With the growing number of massive datasets in applications such as machine learning and numerical linear algebra, classical algorithms for processing such datasets are often no longer feasible. In this course we will cover algorithmic techniques, models, and lower bounds for handling such data. A common theme is the use of randomized methods, such as sketching and sampling, to provide dimensionality reduction. In the context of optimization problems, this leads to faster algorithms, and we will see examples of this in the form of least squares regression and low rank approximation of matrices and tensors, as well as robust variants of these problems. In the context of distributed algorithms, dimensionality reduction leads to communication-efficient protocols, while in the context of data stream algorithms, it leads to memory-efficient algorithms. We will study some of the above problems in such models, such as low rank approximation, but also consider a variety of classical streaming problems such as counting distinct elements, finding frequent items, and estimating norms. Finally we will study lower bound methods in these models showing that many of the algorithms we covered are optimal or near-optimal. Such methods are often based on communication complexity and information-theoretic arguments.

This course is geared to cover advanced topics in cryptography. The course will have a theory focus and cover trending topics in cryptography (that might change depending on the year). The course is meant for students who are either already doing research in cryptography or considering research in the area. In the Spring 2025, we will cover advanced topics such as homomorphic crypto-systems, multi-party computation, zero-knowledge proofs and obfuscation.

Textile artifacts are -- quite literally -- all around us; from clothing to carpets to car seats. These items are often produced by sophisticated, computer-controlled fabrication machinery. In this course we will discuss everywhere code touches textiles fabrication, including design tools, simulators, and machine control languages. Students will work on a series of multi-week, open-ended projects, where they use code to create patterns for modern sewing/embroidery, weaving, and knitting machines; and then fabricate these patterns in the textiles lab. Students in the 800-level version of the course will be required to create a final project which develops a new algorithm, device, or technique in the realm of textiles fabrication.

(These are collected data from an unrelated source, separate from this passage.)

Issue #1620, opened 2026-05-04
error: attributes starting with `rustc` are reserved for use by the `rustc` compiler


xtqqczze:
CI is currently broken due to the following error:

```text
error: attributes starting with `rustc` are reserved for use by the `rustc` compiler
  --> /home/runner/.cargo/registry/src/index.crates.io-1949cf8c6b5b557f/rustix-1.1.4/src/backend/linux_raw/io/errno.rs:49:25
   |
49 | #[cfg_attr(rustc_attrs, rustc_layout_scalar_valid_range_start(0xf001))]
   |                         ^^^^^^^^^^^^^^^^^^^^^^^^^^^^^^^^^^^^^
```

https://github.com/bytecodealliance/rustix/actions/runs/25315134393/job/74210836411?pr=1594

kevinmehall:
It was removed and replaced with pattern types: https://github.com/rust-lang/rust/pull/155433

sunfishcode:
This is now fixed on `main`.

smoelius:
It looks like this is not yet fixed in the latest version on crates.io(?).

https://crates.io/crates/rustix/1.1.4/code/src/backend/linux_raw/io/errno.rs#L49

Would it be possible to get a release with the fix? 🙏

smoelius:
I see that version 1.1.5 is now published on crates.io and includes the fix:

https://crates.io/crates/rustix/1.1.5/code/src/backend/linux_raw/io/errno.rs#L49

Thank you! 🙏

PR #1625, opened 2026-05-16
Expose mknodat/mkfifoat on Apple targets

mattsu2020:
## Summary

- Expose `rustix::fs::{mknodat, mkfifoat}` on Apple targets, with support starting in macOS 13.0, iOS 16.0, tvOS 16.0, and watchOS 9.0.
- Weak-link `mknodat` on Apple and return `NOSYS` when unavailable on older systems. `mkfifoat` delegates to the same implementation. Other targets retain direct libc calls.
- Document the supported Apple OS versions and behavior on older systems for both public APIs.

The documentation build succeeded on macOS with 10 unresolved-link warnings in unchanged documentation; none were in the updated API documentation.


xtqqczze:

This course is an introduction to physics-based rendering at the advanced undergraduate and introductory graduate level. During the course, we will cover fundamentals of light transport, including topics such as the rendering and radiative transfer equations, light transport operators, path integral formulations, and approximations such as diffusion and single scattering. Additionally, we will discuss state-of-the-art models for illumination, surface and volumetric scattering, and sensors. Finally, we will use these theoretical foundations to develop Monte Carlo algorithms and sampling techniques for efficiently simulating physically-accurate images. Towards the end of the course, we will look at advanced topics such as rendering wave optics, neural rendering, and differentiable rendering. The course has a strong programming component, in the form of assignments through which students will develop their own working implementation of a physics-based renderer, including support for a variety of rendering algorithms, materials, illumination sources, and sensors. The course also emphasizes theoretical aspects of physics-based rendering, through weekly take-home quizzes. Lastly, the course includes a final project, during which students will select and implement some advanced rendering technique, and use their implementation to produce an image that is both technically and artistically compelling. The course will conclude with a rendering competition, where students submit their rendered images to win prizes.

This course number is used for scheduling distinguished lectures offered throughout the semester.

This course number is for registering for reading and research while working on research and your dissertation.

The course number should be used for registering units for internships.